==== Extracted material

PR #3101, opened 2024-12-20
Skip minor updates

### LINKED ISSUE #2927: [FEATURE REQUEST] Add option per package to only skip minor versions

- [X] This proposal is a completely new feature. If you want to suggest an improvement or an enhancement, please use [this template](https://github.com/marticliment/WingetUI/issues/new?assignees=marticliment&labels=enhancement&projects=&template=enhancement-improvement.yml&title=%5BENHANCEMENT%5D+%28Enter+your+description+here%29).

### Describe the new feature

An option in the `Software Updates` view that lets users choose to skip minor versions of some packages.
Those packages don't show the latest update available if it's a minor version update. (just like `Skip this version`)

This feature could be even upgraded to support semantic versioning: MAJOR.MINOR.PATCH.BUILD

I would expect the context menu of a package to have an option to select which version levels are relevant to me.
Default would be `BUILD` which may confuse users, so maybe `ALL`?

### Describe how this new feature could help users

This feature would solve an issue with packages that have daily or weekly updates available, that aren't relavant to some users.

Ignoring the package completely is not the best way to go here and skipping each version is still manual work.

So beeing able to select the level of version the user wants to stay current, is a fitting solution for this issue

mrixner:
-----

This PR makes the user able to skip minor updates for a package in the installation options. Minor updates are determined as the "z" portion (or "z#w" in the case of vcpkg) of two versions "x.y.z{#w}" differing. If "x" or "y" differ, it will not be counted as a minor upgrade, as well as if there aren't three parts of a version for both.

This also fixes an issue where vcpkg installation options files would use the wrong name.
image

Closes #2927


marticliment:
Will check later today or tomorrow

src/UniGetUI.PackageEngine.Package/InstallationOptions.cs
```diff
@@ -96,6 +96,7 @@ public void FromSerialized(SerializableInstallationOptions_v1 options)
             RunAsAdministrator = options.RunAsAdministrator;
             CustomInstallLocation = options.CustomInstallLocation;
             Version = options.Version;
+            SkipMinorUpdates = options.SkipMinorUpdates;
```
marticliment: I am not sure if the SerializableInstallationOptions_v1 can be easily changed maintaining back compatibility for files that don't have this new option set; both for importing/exporting packages and for saving/loading package settings

marticliment: I will test it tomorrow more deeply to see if it works

mrixner: Of course you should test it as well, however I thought about this beforehand and explicitly did some testing and it just loaded the new item to the default value without causing any problems.

mrixner: Although, that was just for loading the already existing options files; I don't think I tested exporting / importing stuff, but I don't think it would be different.

marticliment:
I have updated the export_version from 2 to 2.1.

I have been doing some testing, and I have found that import/export work fine, except for the case where a version 2.1 `.yaml` file does not load on UniGetUI 3.1.5 and lower. However `.xml` and `.json` (and `.ubundle`, which is internally a json) seem to work fine. To circumvent the issue, the affected yaml bundles can be easily imported on a newer version and re-exported to Json, so I wouldn't consider this a big deal. Nevertheless, I have tweaked the YAML deserialized so it ignores unknown fields (and this regression does not happen again in the future.)

I would appreciate if you could test this and confirm you are seeing the same behaviour as me

src/UniGetUI.PackageEngine.PackageManagerClasses/Packages/Classes/InstallationOptions.cs
```diff
@@ -166,7 +169,7 @@ public SerializableInstallationOptions_v1 AsSerializable()
 
         private FileInfo GetPackageOptionsFile()
         {
-            string optionsFileName = Package.Manager.Name + "." + Package.Id + ".json";
+            string optionsFileName = Package.Manager.Name + "." + Package.Id.Split(":")[0] + ".json";
```
marticliment, line 172: I suppose this is for vcpkg, right?

marticliment (approved):

src/UniGetUI.PackageEngine.PackageManagerClasses/Packages/Classes/InstallationOptions.cs
mrixner: Yes; it was putting colons in the file name resulting in it being `vcpkg.curl` or whatever as opposed to `vcpkg.curl.json`. It broke consistency and I figured it's never a good idea to do unsupported stuff (using an unsupported character in a filename).

mrixner:
I'm sorry, I'm not totally sure what you're requesting that I test. Just that skipping minor updates works, or serialization / deserialization of the install options for YAML files, or something else?

marticliment:
Testing importing format 2.0 (old format) on this unigetui branch, and testing importing 2.1 format (new format) into UniGetUI stable (3.1.5 or lower). Opening the bundles should be enough, there is no need to install the packages, in the three formats json, xml and yaml. 

Everything should work fine except opening the Yaml format 2.1 on UniGetUI stable.

I have tested it, but I don't want to risk it on such an important feature.

mrixner:
Package bundles: 
image

-------------------------------
**Import Results**: (including with modified installation options that _were_ reflected)
3.1.5 UBundle -> skip-minor-updates: ✔️\*
3.1.5 JSON -> skip-minor-updates: ✔️\*
3.1.5 YAML -> skip-minor-updates: ✔️
3.1.5 XML -> skip-minor-updates: ✔️
skip-minor-updates UBundle -> 3.1.5: ✔️
skip-minor-updates JSON -> 3.1.5: ✔️
skip-minor-updates YAML -> 3.1.5: ❌\*\*
skip-minor-updates XML -> 3.1.5: ✔️

\* [note: did not happen again, cannot reproduce]
image
image
image
It loads the packages, however doesn't show them in the list. It seemed to work until I manually changed `SkipHashCheck` to true, and then even changing it back resulted in this blank packages list. I restarted UniGetUI, which fixed it. I could not reproduce this, thus it's likely not an issue.

\*\*
image
This is the one you were talking about, and I agree that it shouldn't matter as most people wouldn't import a newer bundle into an older version. However, if this does occur, perhaps you could give a warning that the `SerializableInstallationOptions_v1` export version is older than the imported bundles and they should update (if you think it matters), and I think that's a fairly reasonable compatibility restraint. I don't know how much bundles are used but I think the really only scenario this would occur on is if someone had a bundle collection of packages they thought were useful that they shared with others who may then have an old version of UniGetUI.

marticliment:
Not seeing the packages rendered is likely to be https://github.com/marticliment/UniGetUI/issues/2737

> However, if this does occur, perhaps you could give a warning that the `SerializableInstallationOptions_v1` export version is older than the imported bundles and they should update (if you think it matters), and I think that's a fairly reasonable compatibility restraint.

The issue here is that this will only happen on already released UniGetUI versions, so it can't really be fixed/adverted to the user.

mrixner:
> The issue here is that this will only happen on already released UniGetUI versions, so it can't really be fixed/adverted to the user.

You're right, I didn't think of that 🤦

PR #3108, opened 2024-12-20
TRIM Support

marticliment:
Enable trim, decreasing the size of the executable file and decreasing RAM usage.
Step prior to AOT

Normal executable size: 199mb
Trimmed executable mode: 114mb

# TODO 
 - [x] ~~Notifications not working~~ (turned out to be caused by another issue, already fixed)
 - [ ] Expanding a Settings Expander crashes UI
 - [x] Settings test not working


marticliment:
It looks like SettingsExpander is not compatible with trimming yet

PR #3119, opened 2024-12-23
Updated Winget Workflows to Newer Versions

vikingnope:
-----

This update enhances the WinGet release workflow to ensure it processes only the specific installer file, `UniGetUI.Installer.exe`. It also ensures to use the latest version of the `winget-releaser` since the old v2 release still uses the old Manifest Version 1.5.0, which is not encouraged anymore due to it now being on version 1.9.0; this is happening due to the v2 version of 'winget-releaser` using Komac version 1.11.0, currently we are on Komac version 2.8.0.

========

_What this task involves_
Going over every line of the entries, tally those containing the string "optionsFileName" and report only the figure.

_Your response_
2